The reflection model can still be wrong. The programmatic date facts and post-response filtering mitigate this for day-of-week arithmetic, but they do not cover all reasoning. Other errors in the reflection model's output are not independently verified.

Latency cost. Every turn that touches a calendar or location tool pays for a second LLM call. This is the deliberate trade-off: correctness over speed for high-stakes actions.

11. Conclusion

Reflection adds a structured error-correction loop to the agent's action pipeline. By separating the "do" step from the "check" step, and by giving the second model verified ground truth to work from, the system can catch and correct a class of subtle agentic errors before they reach the user. The rollback mechanism makes this recovery lossless: a bad calendar event is deleted or restored before any correction is attempted, so the user never sees the wrong outcome.

The severity model (ERROR vs.

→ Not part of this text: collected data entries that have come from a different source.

PR #2632, opened 2025-12-16
Add check to IncompleteUser for completeness

### LINKED ISSUE #2602: Password can be changed without entering current password

stacktraceghost:
Resolves #2602 

Adds check to `IncompleteUser` to make sure the user is actually incomplete. By adding this, the api endpoint `PUT /api/account` will not allow a user that has a full name and does not need a password change. 

This breaks several tests that try to call this endpoint with a user that is not incomplete. I've fixed the ones in `authentication/mod.rs` and removed `account_integration_test.rs`, since they duplicate them. A test for updating with the same password was missing in `authentication/mod.rs` (which was originally in `account_integration_test.rs`), so I've added it there. 

To check:
- ~Frontend check for `/account/setup`~ -> https://github.com/kiesraad/abacus/pull/2632/commits/651a75f761b97cbf885c5cd8a9d7c3af0944ea19 // Reverted, will be added to main in a separate PR
- Is the error code / status code okay?
- Test if the change work as expected by creating a user, going through the setup flow and see if you can access it afterwards

### DIFF
--- a/backend/src/authentication/error.rs
+++ b/backend/src/authentication/error.rs
@@ -14,8 +14,8 @@ pub enum AuthenticationError {
     SessionKeyNotFound,
     Unauthenticated,
     Unauthorized,
+    UserAlreadySetup,
     UsernameAlreadyExists,
-    UserNotIncomplete,
     UserNotFound,
 }
 
--- a/backend/src/authentication/user.rs
+++ b/backend/src/authentication/user.rs
@@ -151,7 +151,7 @@ where
         };
 
         if user.fullname.is_some() && !user.needs_password_change() {
-            return Err(AuthenticationError::UserNotIncomplete.into());
+            return Err(AuthenticationError::UserAlreadySetup.into());
         }
 
         Ok(IncompleteUser(user.clone()))
--- a/backend/src/error.rs
+++ b/backend/src/error.rs
@@ -279,7 +279,7 @@ impl IntoResponse for APIError {
                         StatusCode::UNAUTHORIZED,
                         to_error("User not found", ErrorReference::UserNotFound, false),
                     ),
-                    AuthenticationError::UserNotIncomplete => (
+                    AuthenticationError::UserAlreadySetup => (
                         StatusCode::CONFLICT,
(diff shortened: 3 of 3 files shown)


frontend/src/features/account/components/AccountSetupPage.tsx
```diff
@@ -8,15 +9,19 @@ import { LoginResponse } from "@/types/generated/openapi";
...
-    void navigate("/elections#new-account");
+    setSetupComplete(true);
   }
 
-  if (!user) {
+  if (setupComplete) {
+    return <Navigate to="/elections#new-account" />;
+  }
+
+  if (!user || (user.fullname && !user.needs_password_change)) {
```
praseodym: I don't think redirecting to the login page makes sense if the user is logged in, we should have a different kind of error for that.

Maybe we also don't need the frontend checks for the backport PR and can do the frontend part separately?

stacktraceghost: Let's do that, otherwise there will be quite many changes.

stacktraceghost: See https://github.com/kiesraad/abacus/pull/2639

backend/src/authentication/error.rs
```diff
@@ -15,6 +15,7 @@ pub enum AuthenticationError {
     Unauthenticated,
     Unauthorized,
     UsernameAlreadyExists,
+    UserNotIncomplete,
```
praseodym: Maybe `UserAlreadyComplete` or `UserAlreadySetup`?

praseodym (dismissed):

backend/src/authentication/error.rs
Lionqueen94: Renamed in 337bf3727825d6c652081c8e597b5fc47e8afe05

praseodym (approved):

PR #2633, opened 2025-12-16
Added missing committee session status change validations

### LINKED ISSUE #2631: Add missing committee session status change validations
Found in #2214 

Add missing validations (`polling_stations.is_empty()`/`investigations.is_empty()`) for going from any committee session state to `Created`

Lionqueen94:
Closes #2631

### DIFF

WARNING) and the programmatic date facts ensure that reflection does not over-correct—it rolls back only when the outcome is wrong, and it does not contradict deterministic date arithmetic. The correction message gives the main agent clear, actionable feedback for the retry. The result is an agent that can safely take real-world actions, with a second pair of eyes catching the mistakes that would otherwise slip through.